Sabtu 28 Nov 2020 07:44 WIB

Muhammadiyah Berharap MUI Menjadi Penjaga Akhlak

MUI diharapkan Muhammadiyah menjadi penjaga akhlak.

Rep: Wahyu Suryana/ Red: Muhammad Hafil
Muhammadiyah Berharap MUI Menjadi Penjaga Akhlak. Foto: Wakil Presiden Republik Indonesia yang juga Ketua Umum MUI periode 2015-2020 Maruf Amin (tengah), Wakil Menteri Agama Zainut Tauhid Saadi (kiri), Ketua Umum MUI terpilih periode 2020-2025 Miftachul Akhyar (kanan) berfoto bersama usai penutupan Musyawarah Nasional X MUI di Jakarta, Jumat (27/11). Miftachul Akhyar terpilih sebagai ketua umum MUI periode 2020-2025 menggantikan Ma’ruf Amin setelah ditetapkan secara mufakat oleh tim formatur Munas X dan MUI. Republika/Thoudy Badai
Foto: Republika/Thoudy Badai
Muhammadiyah Berharap MUI Menjadi Penjaga Akhlak. Foto: Wakil Presiden Republik Indonesia yang juga Ketua Umum MUI periode 2015-2020 Maruf Amin (tengah), Wakil Menteri Agama Zainut Tauhid Saadi (kiri), Ketua Umum MUI terpilih periode 2020-2025 Miftachul Akhyar (kanan) berfoto bersama usai penutupan Musyawarah Nasional X MUI di Jakarta, Jumat (27/11). Miftachul Akhyar terpilih sebagai ketua umum MUI periode 2020-2025 menggantikan Ma’ruf Amin setelah ditetapkan secara mufakat oleh tim formatur Munas X dan MUI. Republika/Thoudy Badai

REPUBLIKA.CO.ID, YOGYAKARTA -- Ketua Umum PP Muhammadiyah, Haedar Nashir, menyampaikan selamat atas kepengurusan MUI. Ia mendoakan, kepengurusan MUI yang baru mampu menjalankan amanat dengan baik, disertai uswah hasanah meneladani Nabi Muhammad SAW, nabi akhir zaman.

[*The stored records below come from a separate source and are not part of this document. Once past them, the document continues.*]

PR #2623, opened 2026-07-24
fix: workaround for Chromium apps breaking below 1.0 scaling

RipleyTom:
This is a fix for chromium apps running under Wayland breaking below 1.0 scaling(ie at 50% and 75%).
Note that I called the commit a fix but it is really a workaround for an issue that is not ours.
Chromium apps under Wayland seem to break when under 100%.
Other applications like Firefox using Wayland seem to work fine under those scales.

I suspect this has something to do with this clamp in Chromium but I couldn't find the exact logic chain that breaks:
https://chromium.googlesource.com/chromium/src/+/refs/heads/main/ui/ozone/platform/wayland/common/wayland_util.cc#329

For scales >= 100% this doesn't change anything.
For scales < 100%, scaling will still works but the surface buffer will be bigger(up to 4x for 50% compared to what it should be) and the surface will be downscaled when rendered(extra GPU work). This is obviously not ideal but I think the tradeoff of running Chromium apps until it gets fixed is worth it.

### DIFF
--- a/src/state.rs
+++ b/src/state.rs
@@ -956,8 +956,11 @@ impl Common {
                 );
                 if let Some(output) = primary_scanout_output {
                     with_fractional_scale(states, |fraction_scale| {
-                        fraction_scale
-                            .set_preferred_scale(output.current_scale().fractional_scale());
+                        // The 1.0 clamp is a workaround for Chromium
+                        // TODO: remove if Chromium ever gets fixed
+                        fraction_scale.set_preferred_scale(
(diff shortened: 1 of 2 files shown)


Drakulix (approved):
yeah I wanted to look into this anyway, because I don't think any app was ever really tested for < 1.0 scaling.

So imo we should always clamp to 1 anyway.

jacobktm (approved):
Chromium apps behave correctly after applying this PR.

PR #2638, opened 2026-07-26
fix(corner_radius): only error on radius values the client submitted

zyads:
### The Problem

`cosmic-comp` kills clients with a fatal Wayland protocol error over a purely cosmetic corner-radius hint, in two situations the client cannot avoid.

The radius and padding hints are validated in a **pre-commit hook**, which runs on *every* commit of the surface — not only on the commit that carries a new `set_radius`/`set_padding` request. As a result:

1. **A window that is resized smaller is killed.** A client sets a legal radius (say 20px on a 400x400 window). Later the compositor resizes it — tiling, maximising, snapping, a resize animation. The client acks the configure and commits its new, smaller window geometry. The hook re-validates the *old* radius against the *new* geometry, decides it is too large, and posts `radius_too_large`. The client never sent a new request and had no way to prevent this.

2. **A layer surface that is not mapped yet is killed.** `layer_radius_hook` validates against `bbox_from_surface_tree`, which reports an empty rectangle for a surface with no buffer. `half_min_dim` is then `0`, so *every* non-zero radius counts as too large. The xdg hook does not have this problem because it only validates when window geometry is set.

Because `post_error` tears down the whole connection, a single stale hint takes down everything that client owns.

### Impact

Not theoretical. On my machine (Pop!_OS 24.04, 4K display, `cosmic-comp` 693d1ad) these two errors account for **349,861 of the 392,958** Wayland protocol errors in the last 7 days of my journal — 89% of all of them.

**`cosmic-panel` stops drawing and never recovers (case 1).** The panel's Wayland connection is killed, but the process does not exit, so `cosmic-session` never respawns it. The panel and every applet stay alive and healthy and simply never render again. 345,220 lines of

```
Protocol error 1 on object cosmic_corner_radius_toplevel_v1@375
```

at a sustained ~20,000/minute for 15 minutes, stopping when `cosmic-panel` was killed by hand and respawned by the session. The panel-side "alive but not rendering, so it is never restarted" behaviour is pop-os/cosmic-panel#635; this is one of the triggers for it.

**`xdg-desktop-portal-cosmic` dies, taking the clipboard with it (case 2).** The portal's screenshot overlay is a layer surface built with `size_limits: Limits::NONE.min_height(1.0).min_width(1.0)` (`src/screenshot.rs`), so it can legitimately be 1x1 before it is configured. From my journal:

```
xdg-desktop-portal-cosmic[852701]: cosmic_corner_radius_layer_v1#1087: error 1: ... corner radius too large
xdg-desktop-portal-cosmic[852701]: SCTK failed to send Control::AboutToWait. TrySendError { kind: Disconnected }
xdg-desktop-portal-cosmic[852701]: Error: EventLoop(ExitFailure(1))
systemd[1638]: dbus-...portal.desktop.cosmic@1.service: Main process exited, code=exited, status=1/FAILURE
```

The portal owns the `wl_data_offer` for a screenshot, so when it dies the screenshot can no longer be pasted. This looks like a contributor to the recurring "screenshot sometimes can't be pasted" reports (e.g. pop-os/cosmic-screenshot#224).

### How to Reproduce

Minimal client, no special setup — full source: https://gist.github.com/zyads/d07ee40c32de6a162dbaae96fe5cbb28

1. Map a 400x400 `xdg_toplevel` with `set_window_geometry(0, 0, 400, 400)`.
2. `cosmic_corner_radius_toplevel_v1.set_radius(20, 20, 20, 20)` and commit. Accepted, correctly — 20 <= 400/2.
3. **Without touching the radius object again**, `set_window_geometry(0, 0, 400, 20)` and commit.

Result on current `main`:

```
step 1: mapped a 400x400 toplevel
step 2: set_radius(20,20,20,20) on a 400x400 window - accepted, as it should be
step 3: committing a smaller window geometry (400x20). Radius NOT touched.
RESULT: KILLED by the compositor
  protocol error: code=1 interface=cosmic_corner_radius_toplevel_v1 object=12
                  message="... corner radius too large"
```

Step 3 is exactly what every client does when it acks a compositor-initiated resize.

### The Fix

Only raise a protocol error for state the **client actually submitted in the commit being processed**.

- A small `Submitted { corners, padding }` marker is stored in the surface's `data_map`, set by `set_radius`/`set_padding`, and read-and-cleared once per commit by the hooks. A value is therefore only ever validated against the geometry it was submitted alongside.
- `layer_radius_hook` additionally skips surfaces whose padded box has no area, mirroring the xdg hook's existing "no window geometry yet" behaviour.

Genuinely bad clients — ones that submit an over-large radius for the geometry they are committing — still get the protocol error, so protocol conformance is unchanged for the case the error exists for.

Nothing is left unprotected: `surface_corners()` and `surface_padding()` in `src/wayland/handlers/corner_radius.rs` already clamp to `half_min_dim` when rendering, with the comment *"guard against corner radius being too large, potentially disconnecting the outline"*. The rendering path was always safe; the fatal error was redundant.

### Verification

Built and checked on Rust 1.93 / Ubuntu 24.04: `cargo fmt --all -- --check` clean and `cargo build --release` clean. `cargo clippy --all-features -- -D warnings` reports no lint from the changed file — the four it does report are pre-existing on `master` under 1.93's clippy (`needless_borrow` in `src/input/mod.rs`, `collapsible_if` in `src/wayland/handlers/xdg_shell/mod.rs`), both untouched here.

Behaviour, checked by running the reproducer against a **patched `cosmic-comp` running nested** (`COSMIC_BACKEND=winit`) and against an unpatched one:

| | unpatched | patched |
|---|---|---|
| shrink geometry, radius untouched | **killed**, `radius_too_large` | survives |
| `set_radius(300,…)` on a 400x400 window (`--conformance`) | rejected | **still rejected** |

So the false positive is gone and the error still fires for the case it exists for.

I did not run a patched compositor as my real session, so I have not directly watched the panel survive over a long session. The evidence for that half is the journal correlation above plus the reproducer.

### Note

I also noticed, but deliberately did **not** touch in this PR, that `GetCornerRadiusLayer` checks `ToplevelHookId` rather than `LayerHookId` when deciding whether a corner-radius object already exists for a layer surface (`corner_radius.rs`, `GetCornerRadiusLayer` arm). That looks like a copy-paste slip, but it is a separate issue and I did not want to mix it in. Happy to file it separately.

___

### DIFF
--- a/src/wayland/protocols/corner_radius.rs
+++ b/src/wayland/protocols/corner_radius.rs
@@ -12,6 +12,7 @@ use smithay::reexports::wayland_server::New;
 use smithay::reexports::wayland_server::protocol::wl_surface::WlSurface;
 use smithay::utils::{HookId, Logical, Point, Rectangle};
 use smithay::wayland::compositor::Cacheable;
+use smithay::wayland::compositor::SurfaceData;
 use smithay::wayland::compositor::add_pre_commit_hook;
 use smithay::wayland::compositor::with_states;
 use smithay::wayland::shell::wlr_layer::WlrLayerShellHandler;
@@ -28,6 +29,49 @@ use wayland_backend::server::GlobalId;
 
 type ToplevelHookId = Mutex<Option<(HookId, Weak<CosmicCornerRadiusToplevelV1>)>>;
 type LayerHookId = Mutex<Option<(HookId, Weak<CosmicCornerRadiusLayerV1>)>>;
+
+/// Which of the double-buffered corner-radius values the client itself
+/// submitted since the surface was last committed.
+///
+/// The radius and padding hints are validated against the surface geometry in
+/// a pre-commit hook, which runs on *every* commit. Without this marker a
+/// client would be killed whenever a compositor-initiated resize (tiling,
+/// maximise, snapping, a resize animation) made a previously legal radius too
+/// large for the new geometry, even though the client never sent a new
+/// request and had no way to avoid it. Only state the client actually
+/// submitted may raise a protocol error.
+#[derive(Debug, Default, Clone, Copy)]
+struct Submitted {
+    corners: bool,
+    padding: bool,
+}
+
+type SubmittedState = Mutex<Submitted>;
+
+fn mark_corners_submitted(surface_data: &SurfaceData) {
+    let submitted = surface_data
+        .data_map
+        .get_or_insert_threadsafe(SubmittedState::default);
+    submitted.lock().unwrap().corners = true;
+}
+
+fn mark_padding_submitted(surface_data: &SurfaceData) {
+    let submitted = surface_data
+        .data_map
+        .get_or_insert_threadsafe(SubmittedState::default);
+    submitted.lock().unwrap().padding = true;
+}
+
+/// Reads and clears the markers. Called once per commit from the pre-commit
+/// hooks, so a value is only ever validated against the geometry it was
+/// submitted with.
+fn take_submitted(surface_data: &SurfaceData) -> Submitted {
+    let submitted = surface_data
+        .data_map
+        .get_or_insert_threadsafe(SubmittedState::default);
+    let mut guard = submitted.lock().unwrap();
+    std::mem::take(&mut *guard)
+}
 
 #[derive(Debug)]
 pub struct CornerRadiusState {
@@ -374,6 +418,7 @@ where
                     let mut cached = s.cached_state.get::<CacheableCorners>();
                     let pending = cached.pending();
                     *pending = CacheableCorners(guard.corners);
+                    mark_corners_submitted(s);
                 });
                 drop(guard);
 
@@ -505,6 +550,7 @@ where
                     let mut cached = s.cached_state.get::<CacheableCorners>();
                     let pending = cached.pending();
                     *pending = CacheableCorners(guard.corners);
+                    mark_corners_submitted(s);
                 });
                 drop(guard);
 
@@ -568,6 +614,7 @@ where
                     let mut cached = s.cached_state.get::<CacheablePadding>();
                     let pending = cached.pending();
                     *pending = CacheablePadding(guard.padding);
+                    mark_padding_submitted(s);
                 });
                 drop(guard);
 
@@ -609,6 +656,14 @@ where
 
 fn xdg_radius_hook<D: 'static>(_state: &mut D, _dh: &DisplayHandle, surface: &WlSurface) {
     with_states(surface, |surface_data| {
+        // Only a radius the client submitted itself may be fatal. A radius
+        // that only became too large because the surface geometry shrank is
+        // clamped when rendering (see `surface_corners`), so there is nothing
+        // to protect against here and killing the client would be a bug.
+        if !take_submitted(surface_data).corners {
+            return;
+        }
+
         let corners = *surface_data
             .cached_state
             .get::<CacheableCorners>()
@@ -654,9 +709,32 @@ fn pad_rect(
     Some(rect)
 }
 
+fn post_layer_error(
+    surface_data: &SurfaceData,
+    error: cosmic_corner_radius_layer_v1::Error,
+    reason: &str,
+) {
+    if let Some(hook) = surface_data.data_map.get::<LayerHookId>() {
+        let hook_ref = hook.lock().unwrap();
+        if let Some((_, obj)) = hook_ref.as_ref()
+            && let Ok(obj) = obj.upgrade()
+        {
+            obj.post_error(error as u32, format!("{obj:?} {reason}"));
+        }
+    }
+}
+
 fn layer_radius_hook<D: 'static>(_state: &mut D, _dh: &DisplayHandle, surface: &WlSurface) {
     let bbox = bbox_from_surface_tree(surface, Point::default());
     with_states(surface, |surface_data| {
+        // Only values the client submitted itself may be fatal. Values that
+        // only became too large because the surface was resized are clamped
+        // when rendering (see `surface_corners` / `surface_padding`).
+        let submitted = take_submitted(surface_data);
+        if !submitted.corners && !submitted.padding {
+            return;
+        }
+
         let corners = *surface_data
             .cached_state
             .get::<CacheableCorners>()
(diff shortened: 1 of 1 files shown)


Drakulix:
> `cosmic-comp` kills clients with a fatal Wayland protocol error over a purely cosmetic corner-radius hint, in two situations the client cannot avoid.

It absolutely can in both cases.

> 
>     1. **A window that is resized smaller is killed.** A client sets a legal radius (say 20px on a 400x400 window). Later the compositor resizes it — tiling, maximising, snapping, a resize animation. The client acks the configure and commits its new, smaller window geometry. The hook re-validates the _old_ radius against the _new_ geometry, decides it is too large, and posts `radius_too_large`. The client never sent a new request and had no way to prevent this.

`ack_configure` is acknowledged on commit, so in the same commit the client can submit a new radius. That is what acknowledging the new size brings.

>     2. **A layer surface that is not mapped yet is killed.** `layer_radius_hook` validates against `bbox_from_surface_tree`, which reports an empty rectangle for a surface with no buffer. `half_min_dim` is then `0`, so _every_ non-zero radius counts as too large. The xdg hook does not have this problem because it only validates when window geometry is set.

This is a again a client bug. An unmapped surface should not have a corner size set, but the corner size should only be set, once a buffer is attached. On any commit that removes the buffer again (unmapping the surface), the client needs to unset the corner radius as well.

This is inline with other protocols and is why the atomic commit machinery exists. To prevent having any in-progress states visible to the user but only submit valid consistent visuals.

zyads:
Ah ok thanks for explaining. Since the compositor side is behaving as designed I'll close this.

But the two errors account for 349,861 of the 392,958 Wayland protocol errors in 7 days of my journal (89%), and the client is cosmic-panel. When it's killed the process doesn't exit, so cosmic-session never respawns it.. the panel and its applets stay alive and simply never render again until they're killed by hand. I logged 345,220 of

    Protocol error 1 on object cosmic_corner_radius_toplevel_v1@375

at ~20,000/minute for 15 minutes.

If that reads as a cosmic-panel bug to you, I'll file it there with the journal data. Happy to be pointed elsewhere if it belongs somewhere else.

Separately, I'll open a small issue for the GetCornerRadiusLayer arm looking up ToplevelHookId instead of LayerHookId, which I mentioned above and left out of this PR.

Thanks again! :)

Drakulix:
> Ah ok thanks for explaining. Since the compositor side is behaving as designed I'll close this.
> 
> But the two errors account for 349,861 of the 392,958 Wayland protocol errors in 7 days of my journal (89%), and the client is cosmic-panel. When it's killed the process doesn't exit, so cosmic-session never respawns it.. the panel and its applets stay alive and simply never render again until they're killed by hand. I logged 345,220 of
> 
> ```
> Protocol error 1 on object cosmic_corner_radius_toplevel_v1@375
> ```
> 
> at ~20,000/minute for 15 minutes.
> 
> If that reads as a cosmic-panel bug to you, I'll file it there with the journal data. Happy to be pointed elsewhere if it belongs somewhere else.
> 
> Separately, I'll open a small issue for the GetCornerRadiusLayer arm looking up ToplevelHookId instead of LayerHookId, which I mentioned above and left out of this PR.
> 
> Thanks again! :)

Do you perhaps have any custom applets? Potentially one of those is not handling this correctly and cosmic-panel simply forwards the request.

Ping @wash2 just in case.

zyads:
No custom applets here, all 18 are stock (CosmicAppletTime, WorkspacesButton, AppButton, InputSources, StatusArea, A11y, Tiling, Audio, Bluetooth, Network, Battery, Notifications, Power on the panel, plus LauncherButton, WorkspacesButton, AppButton, AppList and Minimize on the dock).

But I think the applet angle is a dead end anyway, and I should have caught this earlier. `cosmic_corner_radius_toplevel_v1` is an xdg toplevel, so those errors can't be coming from the panel or an applet at all, since those are layer surfaces. Splitting my 7 day journal by object type:

```
344,999   cosmic_corner_radius_toplevel_v1   (some app window)
  4,641   cosmic_corner_radius_layer_v1      (xdg-desktop-portal-cosmic)
```

The layer half is the portal, which has its own journal identifier and its own process. The toplevel half is just some ordinary window, and it shows up under cosmic-session because apps launched from the session inherit its stderr.

Which means I also need to correct my earlier comment. I said the client was cosmic-panel and the journal doesn't actually support that. Those lines carry `_COMM=cosmic-session, _EXE=/usr/bin/cosmic-session, PID 3012`, which is the shared stream every session child writes into, so anything would look identical. cosmic-panel has its own identifier and logged nothing during the storm. Sorry for stating it as fact.

I ran WAYLAND_DEBUG=1 against cosmic-term to see whether libcosmic handles the resize case, and it does:

```
-> cosmic_corner_radius_toplevel_v1#132.set_radius(12, 12, 12, 12)
-> xdg_surface#37.ack_configure(284098)
-> xdg_surface#37.ack_configure(284100)
-> cosmic_corner_radius_toplevel_v1#132.set_radius(0, 0, 0, 0)
```

It drops the radius to zero immediately after acking, exactly as you described. So the normal path is fine and whatever hit me is narrower than I made it sound.

I can't reproduce it right now either. Last error was 2026-07-26 00:12:41 in my previous session and the current one has been up about 19 hours with none. That isn't a fix though, corner_radius.rs is byte identical between 693d1ad and 4d370cd, so the trigger just hasn't come back.

One more correction: I wrote 693d1ad in the description but I'm actually on 4d370cd now, 49 commits later. The storm was on the older build.

Closing this since the compositor side is working as designed. If it comes back I'll catch the client properly and open a fresh issue against whatever it turns out to be. I've opened #2651 for the LayerHookId thing separately.

Thanks both for the time.

Drakulix:
> But I think the applet angle is a dead end anyway, and I should have caught this earlier. `cosmic_corner_radius_toplevel_v1` is an xdg toplevel, so those errors can't be coming from the panel or an applet at all, since those are layer surfaces. Splitting my 7 day journal by object type:
> 
> ```
> 344,999   cosmic_corner_radius_toplevel_v1   (some app window)
>   4,641   cosmic_corner_radius_layer_v1      (xdg-desktop-portal-cosmic)
> ```

I know this doesn't change the rest of your analysis, but to correct you here: Popups very much do use `cosmic_corner_radius_toplevel_v1`, even for layer-surfaces.

zyads:
oh good to know, that maybe puts the panel's applet popups back in frame as the suspect

sashok-15:
## Summary
`xdg-desktop-portal-cosmic` crashes (SIGSEGV) with a repeating restart loop when taking a screenshot while a second monitor is connected. Root cause is an unhandled `.unwrap()` on a Wayland protocol error in the corner-radius layer handling, triggered when the compositor rejects a corner radius value as "too large."

## Reproduction steps
1. Connect two monitors (dual-display setup).
2. Attempt to take a screenshot (via `cosmic-screenshot` or the screenshot portal).
3. Observe the portal crash-loop in the journal (see logs below).
4. Disable the second monitor → screenshot succeeds.
5. Re-enable the second monitor → screenshot fails again with the same crash.

This is consistently and reliably reproducible — confirmed across multiple attempts.

## Actual panic / crash
```
2026-07-28T15:27:36.614015Z ERROR panic: thread '<unnamed>' panicked at 'called `Result::unwrap()` on an `Err` value: Backend(Protocol(ProtocolError { code: 1, object_id: 204, object_interface: "cosmic_corner_radius_layer_v1", message: "" }))': src/wayland/mod.rs:281
```

Preceded by:
```
xdg-desktop-portal-cosmic[8248]: cosmic_corner_radius_layer_v1#204: error 1: CosmicCornerRadiusLayerV1 { id: ObjectId(cosmic_corner_radius_layer_v1@204[16], 552), version: 2, data: Some(Any { .. }), handle: WeakHandle { handle: WeakInnerHandle[rs] { .. } } } corner radius too large
xdg-desktop-portal-cosmic[8248]: Protocol error 1 on object cosmic_corner_radius_layer_v1@204
xdg-desktop-portal-cosmic[8248]: 2026-07-28T15:27:36.614049Z ERROR xdg_desktop_portal_cosmic::wayland: wayland thread crash; terminating
```

Followed by systemd repeatedly restarting the crashed service:
```
systemd[2952]: org.freedesktop.impl.portal.desktop.cosmic.service: Main process exited, code=dumped, status=11/SEGV
systemd[2952]: org.freedesktop.impl.portal.desktop.cosmic.service: Failed with result 'core-dump'.
systemd[2952]: Starting org.freedesktop.impl.portal.desktop.cosmic.service - Portal service (COSMIC implementation)...
```

## Root cause (as far as I can tell)
`src/wayland/mod.rs:281` calls `.unwrap()` on the result of a Wayland backend call. When the compositor emits a `cosmic_corner_radius_layer_v1` protocol error ("corner radius too large") — which appears to happen specifically under a dual-monitor configuration — that `.unwrap()` panics instead of handling the protocol error gracefully, taking down the whole Wayland event thread and crashing the portal process (SIGSEGV).

## Environment
- Pop!_OS, COSMIC (versions mixed during troubleshooting: `cosmic-files 1.4.0~1784638526~24.04~9a21542`, please let me know which package/version numbers are most useful and I'll paste `apt list --installed | grep cosmic` in full)
- NVIDIA driver 580.173.02
- Dual monitor setup: `DP-1`, `DP-2`
- Kernel: `7.0.11-76070011-generic`

## Additional (likely unrelated) noise in the same logs
Every COSMIC component also logs a `list_button` theme key error on startup:
```
error loading system dark theme error=GetKey("list_button", Os { code: 2, kind: NotFound, message: "No such file or directory" })
```
This persisted even after fully regenerating the theme config directory (`~/.config/cosmic/com.system76.CosmicTheme.Dark/v2`) and a full `apt full-upgrade`, so it looks like a separate packaging/schema issue (a theme key expected by current code but missing from the default `v2` theme template). Flagging it here in case it's relevant, but the SIGSEGV above is the actual blocker for screenshots.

Haedar berharap, MUI menjadi penjaga ahlak dan nilai-nilai luhur Islam wasathiyah dan menebar rahmatan lil alamin. Hal itu sebagaimana selama ini menjadi tagar MUI, yang meniscayakan bagaimana mempraktikannya di dunia nyata.

Baca Juga

Ia mengingatkan, jabatan di MUI amanat sangat berat karena itu posisi keumatan yang membawa mandat kerisalahan nabi. Menurut Haedar, posisi di MUI kalau dikejar akan melilit Si Empunya, dan menjadi beban yang sangat berat.

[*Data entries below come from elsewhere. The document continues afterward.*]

PR #2624, opened 2026-07-24
backend/kms: Check all connectors for primary gpu

Drakulix:
- [x] I have disclosed use of any AI generated code in my commit messages.
  - If you are using an LLM, and do not fully understand the changes it is making to the code base, do not create a PR.
  - In our experience, AI generated code often results in overly complex code that lacks enough context for a proper fix or feature inclusion. This results in considerably longer code reviews. Due to this, AI authored or partially authored PRs may be closed without comment.
- [x] I understand these changes in full and will be able to respond to review comments.
- [x] My change is accurately described in the commit message.
- [x] My contribution is tested and working as described.
- [x] I have read the [Developer Certificate of Origin](https://developercertificate.org/) and certify my contribution under its conditions.

Alternative to github.com/pop-os/cosmic-comp/pull/2621

PR #2647, opened 2026-07-27
fix(kms): consider all connected connectors when picking primary gpu

techywilbur:
`determine_primary_gpu` looked for a built-in laptop panel (eDP/LVDS/DSI) by scanning only connectors that already had a `Surface` (`dev.inner.surfaces.values()`). At startup a connector may not have been turned into a `Surface` yet, or its `Surface` creation may have transiently failed, so the internal panel could be missed and the wrong render GPU selected on a hybrid (e.g. Intel + NVIDIA) laptop when an external display is connected at boot.

Instead, enumerate every connector via `resource_handles()` and treat a device as holding the built-in panel only when an internal-interface connector reports `ConnectorState::Connected`. A device that fails to report resource handles is skipped rather than aborting selection for all devices. Preserves the existing `COSMIC_RENDER_DEVICE`, boot-gpu and first-device fallbacks unchanged.

Adds trace/info logging of which connectors were considered and why a GPU was chosen, plus a unit test for the internal-panel predicate.

This mirrors the approach of the upstream branch
`fix-check-all-connectors_noble` (9c95ebfc, Victoria Brekenfeld); it is a candidate for pop-os/cosmic-comp issue #3751 and does not claim to resolve every report in that issue (a single-GPU report is unlikely to be affected by primary-gpu selection).

### DIFF
--- a/src/backend/kms/mod.rs
+++ b/src/backend/kms/mod.rs
@@ -29,7 +29,11 @@ use smithay::{
         calloop::{Dispatcher, EventLoop, LoopHandle},
         drm::{
             Device as _,
-            control::{Device as _, connector::Interface, crtc},
+            control::{
+                Device as _,
+                connector::{Interface, State as ConnectorState},
+                crtc,
+            },
         },
         input::{self, Libinput},
         wayland_server::{Client, DisplayHandle},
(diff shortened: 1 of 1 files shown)


Drakulix:
See

https://github.com/pop-os/cosmic-comp/pull/2621
and https://github.com/pop-os/cosmic-comp/pull/2624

Sebab, pertanggung jawaban bukan hanya kepada umat tapi Allah Yang Maha Penghisab. Ia menekankan, sangat berat posisi di MUI dan ormas keagamaan karena bila tidak ditunaikan jadi musibah yang mendudukinya karena membawa nama Islam dan ulama.

"Jika MUI menjadi pembawa misi Islam, maka bagaimana keislaman itu dipraktikkan di tubuh MUI dan di lingkungan umat Islam secara nyata, bukan sekadar norma ajaran. Apalagi, dengan membawa nama ulama," kata Haedar, Jumat (27/11).

Haedar mengingatkan, ulama itu bukan simbol dan jabatan tapi amanah keilmuan, uswah hasanah, dan peran sebagai warasatul anbiya. Nabi jadi uswah hasanah dari A sampai Z, tentu harus menjadi rujukan utama perilaku siapapun yang mengaku ulama.

Jangan sampai ulama menyalahi uswah hasanah nabi karena sungguh berat jadi pewaris nabi, yang disandang dengan pertanggung jawaban dunia dan akhirat. Karenanya, ia berharap pengurus MUI jadi suluh kebenaran dan kebaikan dalam hal-hal penting.

Pertama, membawa misi kebenaran berdasarkan agama Islam dalam berbagai pemikiran dan tindakan. Suarakan kebenaran secara bayani, burhani dan irfani yang mendalam dan melintasi layaknya ar rasihuna fil llmi.

"Insya Allah ulama MUI menjadi pemandu kebenaran, tidak menyalahi kebenaran Islami demi hal-hal pragmatis. Kebenaran bukan hanya disuarakan, tapi dipraktikkan dalam kehidupan nyata dalam tindakan jujur, amanah, adil, dan baik," ujar Haedar.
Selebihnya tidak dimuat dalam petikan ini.